Jean COCTEAU Lettre à Jacques Maritain

Jean COCTEAU

Lettre à Jacques Maritain

Stock, Paris 1926, 12x19cm, broché.


First edition, one of the copies of the Press. Touching and exceptional autograph dedication signed by the author to his mother: "A mom, this test of love and Jean improvement.." Restored in the foot, back and slightly flat and marginally imaged as generally back. Eugenie Cocteau, sacred mother by her son, had an influence deeply on the poet's life as in his work, marked by the ubiquity of Oedipal figure.
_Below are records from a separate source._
PR #682, opened 2025-05-15
Fix pts <-> seconds conversions

NicolasHug:
:cold_face: 

We weren't multiplying by `timeBase.num`. All the videos we've been testing on so far had a `timebase.num == 1`, so the bug went unnoticed.


scotts (approved):
Good catch!

PR #692, opened 2025-05-21
Add `AudioEncoder` public Python API

NicolasHug:
This PR exposes a simple `AudioEncoder` object, following "Option 2" from https://github.com/pytorch/torchcodec/pull/690.

More tests and doc will come in follow-ups. There are already plenty of tests in `test_ops.py`


scotts (approved):
We should add some basic tests that succeed in follow-up PRs.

In his biography, Claude Arnaud describes this "filial momentum coupled with an almost loving attention (...)" it is only my love for you to cling to something real, the rest seems a bad dream. " [After the suicide of his father, and his mother Cocteau] sink into an emotional spiral from which they emerge as an additional shared love. Is it "more gentle and cruel household, household more proud of yourself, this couple a son and a young mother?" asked Cocteau in "The Infernal Machine"; there was little in so accomplice, nor so stuffy. "(C. Arnaud, p.28-29). He wrote more than 900 letters passionate (sometimes daily) to his "dear one" loyal confidante but disturbed by the life and "dissolute" manners of the son she "feared for not quite finished" (ibid.). On the death of Radiguet in 1924, Cocteau into a deep depression that led him, through opium, to the hospital with dismay as his helpless mother. His mystical revelation through Maritain evidenced this "Letter" was apologetic for both man and resurrection, for the son, one of the few moments of real communion with the mother, a devout Catholic who remain the love of his life.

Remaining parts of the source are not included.